John did not tell him that, in a sense, it was a woman: that to some extent the Phil was a flanking attack on Dymphna, who coveted success in any form. He would have told him if Groarke had not been in love with Dymphna himself. He would have said. “Why have you started playing rugger, if not for the same reason?” But of course Groarke knew very well what was in his mind, though it was possible that he knew also how much more dangerous ‘the Phil’ was than the Rugger Club.
/> Groarke read secretly: most morbid books. As a boy he had been forcibly steeped in Joyce by his father, later he had read for pleasure Corvo and Saki as well as the erotic literature of the period: Frank Harris, Lawrence and Hemingway. He quoted frequently and accurately from the poetry of Yeats and the early work of T. S. Eliot.
He rarely discussed what he was reading unless they were drinking together or going for a walk which, once John had started to work seriously again, he had consented to do by daylight.

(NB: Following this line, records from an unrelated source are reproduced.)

PR #691, opened 2017-05-05
remove irrelevant error checking from old stuff

### LINKED ISSUE #664: Clarify parsing the local session description
Section 5.5, bullet 4 talks about parsing the local session description. This is legacy from when SDP munging was allowed, and should be removed (especially the normative statement about parsing errors: the check that the SDP has not changed will catch changes, and any implementation that cannot parse its own SDP is exhibiting an internal error, not a protocol error).

fluffy:
Fixes #664

### DIFF
--- a/draft-ietf-rtcweb-jsep.xml
+++ b/draft-ietf-rtcweb-jsep.xml
@@ -3098,6 +3098,10 @@ candidate:1 1 UDP 1694498815 192.0.2.33 10000 typ host
           <xref target="sec.modifying-sdp" />; otherwise, processing
           MUST stop and an error MUST be returned.</t>
 
+          <t>Next, the SessionDescription is parsed into a data
+          structure, as described in the <xref
+          target="sec.parsing-a-desc" /> section below. </t>
+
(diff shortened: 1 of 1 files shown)


draft-ietf-rtcweb-jsep.xml
```diff
@@ -3098,12 +3098,6 @@ candidate:1 1 UDP 1694498815 192.0.2.33 10000 typ host
           <xref target="sec.modifying-sdp" />; otherwise, processing
           MUST stop and an error MUST be returned.</t>
 
-          <t>Next, the SessionDescription is parsed into a data
```
juberti: I think we still want this sentence, but we can skip the second one.

ekr:
It seems like there are two implementation strategies here:

1. Keep a parsed version
2. Re-parse.

I think we probably could dispense with this sentence, but I don't object to it, because I think of "lookup in cache" as "parse".

juberti:
Knowing how things go in the real world, I'm a bit reluctant to make this change, but it should address Adam's concern.

PR #695, opened 2017-05-05
clarify when to add actpass for DTLS

### LINKED ISSUE #663: Editorial regarding a=setup
Page 52, bullet starting "An 'a=setup' line": add the words "when allowed" to the end of the bullet.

They would take a bus out into the hills beyond Kingstown and walk in the Sunday twilight out through the suburbs into the true country. They would discuss the histology and the pathology of carcinoma and the chronic granulomata, textbooks of which they already possessed and read despite the fact that they would not be able to start the scheduled course until the following year. On such occasions Groarke would salt his theories with quotations from The Dubliners or dark lines from Yeats, The Waste Land or the Cantos of Ezra Pound.
The world would take on a mysterious quality, an unease, a nasty haunting which seemed to have a power of drawing actual events into its progress; so that, when it was over, John could never be quite sure how much of it had been only ideas discussed and how much a reality encountered.
On one such Sunday when they had decided to walk out to Greystones, Groarke started talking about The Green Child by Herbert Read. He related the story of a man revisiting his childhood home and finding his memory of it confused, the river running backwards and the houses on the wrong side of the street; he went on to describe the narrator’s descent through the surface of a pool into a world of dancers, sages and human crystals. Suddenly he stopped and said, “Lift me up by that wall.”
“Why?”
“I want to see what’s over it.”
When John had lifted him he asked, “Well, what did you see?” and Groarke said, “A green baby,” and started to laugh under the tall trees which overhung the road.
“I don’t believe you.”
“See for yourself,” Groarke had said, lifting him up.